Annual Stand Down event Oct. 25 to help homeless veterans in Mesa County
WHAT: 2013 Veterans Stand Down
WHEN: 9 a.m. to 2 p.m. Fri., Oct. 25;
WHERE: First Congregational Church, 1425 N. Fifth St. (across from Grand Junction High School)
COST: Free for homeless or struggling veterans
INFO: 970-263-2800, ext. 2723
Twenty-five years ago, a group of Vietnam veterans in San Diego stood together to help fellow former soldiers by organizing the first-ever “Stand Down” where homeless or at-risk veterans could come to one location for clothing, food, health screenings and more.
The phrase “stand down” refers to a period away from combat, a time when soldiers can rest and relax.
On Friday, Oct. 25, community partners will come together to help the Grand Junction Veterans Affairs Medical Center host a Stand Down at First Congregational Church, 1425 N. Fifth St.
“It’s a community effort open to any homeless vet or veteran at risk of becoming homeless,” including those who are “couch surfing,” VA Medical Center spokesman Paul Sweeney said.
Homeless and struggling veterans can receive winter clothing, flu shots, veterans benefits counseling, and medical screenings at the event.
It is also an opportunity for at-risk veterans to eat a hot meal and receive a “nice hair cut,” as well as companionship, said Lisa Strauss, homeless program coordinator at the VA.
Last year’s Grand Junction Stand Down served 160 veterans and their families.
“It’s a one-stop shop where homeless and at-risk veterans in the community can come in and talk to people,” Sweeney said. “What’s unique, is our gateway to mental health services. It’s an opportunity to see what’s available.
Last winter’s Point in Time survey counted 160 veterans and their families as homeless in the Grand Valley — an estimate Sweeney said he believes is smaller than the actual number of local homeless veterans.
Information about housing opportunities for veterans will be available during the Stand Down.
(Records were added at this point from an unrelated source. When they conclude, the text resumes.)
PR #1304, opened 2020-04-21
[Rust] remove testing from concepts.csv

efx:
Test driven development is out of scope for the Rust track.
See
https://github.com/exercism/v3/blob/master/languages/rust/reference/out-of-scope.md
for other examples.

### DIFF
--- a/languages/rust/reference/concepts.csv
+++ b/languages/rust/reference/concepts.csv
@@ -1,5 +1,4 @@
 concept,category
-test-suites,fundamentals
 variable-assignment,fundamentals
 conditionals,fundamentals
 slices,fundamentals


workingjubilee:
I believe the language feature of the #[test] attribute is still potentially usable in the v3 interface without modification of the interface. Based on that I am not sure if this is a correct change.

efx:
@workingjubilee good point. My thinking here was to avoid us trying to teach test driven development. I read test-suites to mean that. Perhaps we make a note to mention `#[test]` when teaching the derive concept?

coriolinus:
If anything, mention `#[test]` with attributes, not with `#[derive(...)]`. Attributes are the general form, and properly include test annotations, which are not in fact derives.

efx:
Ah, thanks @coriolinus! I was quite off base.

workingjubilee:
Hm. Yeah, mentioning it when teaching attributes makes more sense, and not dwelling on it much... especially because there's a lot of niceties around testing with respect to the module system we can't really cover much. Sure in that case!

PR #1311, opened 2020-04-21
[CI] Allow formatting of code in forks

ErikSchierboom:
This PR adds support to push the format commit to forks. And it works, as long as the PR submitter allows maintainers to edit the PR branch (this is the default I believe).


.github/workflows/format-code.yml
```diff
@@ -48,14 +43,7 @@ jobs:
           git config --global user.email "github-actions[bot]@users.noreply.github.com"
           git config --global user.name "github-actions[bot]"
 
-          # Commit the changes made by prettier
+          # Commit the changes made by dotnet format
           git add .
           git commit -m "[CI] Format Markdown code"
           git push
-  # https://github.community/t5/GitHub-Actions/Workflow-is-failing-if-no-job-can-be-ran-due-to-condition/m-p/38186#M3250
```
SaschaMann, line 55: Very nice that they fixed this bug!

.github/workflows/format-code.yml
```diff
@@ -48,14 +43,7 @@ jobs:
           git config --global user.email "github-actions[bot]@users.noreply.github.com"
           git config --global user.name "github-actions[bot]"
 
-          # Commit the changes made by prettier
+          # Commit the changes made by dotnet format
```
SaschaMann, line 46: Did you change this on the wrong branch?

```suggestion
          # Commit the changes made by prettier
```

.github/workflows/format-code.yml
```diff
@@ -1,45 +1,40 @@
-name: "Format code"
+name: 'Format code'
```
SaschaMann, line 1: Unrelated to this PR, but should we change this to "Format markdown files" to better match what it does?

.github/workflows/format-code.yml
ErikSchierboom: They didn't! My bad.

ErikSchierboom:
@SaschaMann I've fixed the mistakes!

.github/workflows/format-code.yml
ErikSchierboom: Yep, agreed. I've also renamed the file.

.github/workflows/format-markdown-code.yml
```diff
@@ -0,0 +1,57 @@
...
+          # Setup the git user (required to commit anything)
+          git config --global user.email "github-actions[bot]@users.noreply.github.com"
+          git config --global user.name "github-actions[bot]"
+
+          # Commit the changes made by prettier
+          git add .
+          git commit -m "[CI] Format Markdown code"
+          git push
+
+  # https://github.community/t5/GitHub-Actions/Workflow-is-failing-if-no-job-can-be-ran-due-to-condition/m-p/38186#M3250
```
SaschaMann, line 51: The diffs got a bit messed up due to the rename. I think this job can be removed again since the original version in this PR didn't have it and still worked?

ErikSchierboom: No I didn't check if it runs without any matches, and the corresponding GH issue hasn't been updated yet.

SaschaMann: I checked it in your fork and it just showed that all checks were skipped, but no failure

ErikSchierboom: It did? Oh nice! I've removed it.

SaschaMann:
Yep, see [here]()

ErikSchierboom:
Sweet! Thanks for the review

PR #1317, opened 2020-04-22
[CI] Remove always_job in rebase workflow

SaschaMann:
This workaround appears to be no longer needed: https://github.com/exercism/v3/actions/runs/84521868


ErikSchierboom:
Nice!

PR #1158, opened 2020-04-09
[Docs] Add missing implementation references

ErikSchierboom:
I've tried to add all the missing exercise references.

PR #1331, opened 2020-04-23
Remove ref. to common lisp track.

verdammelt:
The common lisp track does not have an exercise about assignment as ofyet.

I think it was simply mistakenly added in #1158.


TheLostLambda:
How strange! A good catch!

“If we can get people into housing, they’re likely to be more successful with other programs — medical, mental health, substance abuse,” Sweeney said.
Grand Valley Transit will provide free rides for veterans to and from the event on regularly scheduled routes.
“It really is a cool event,” Strauss said. “People are really grateful and appreciative.
“And it’s starting to get cold again.”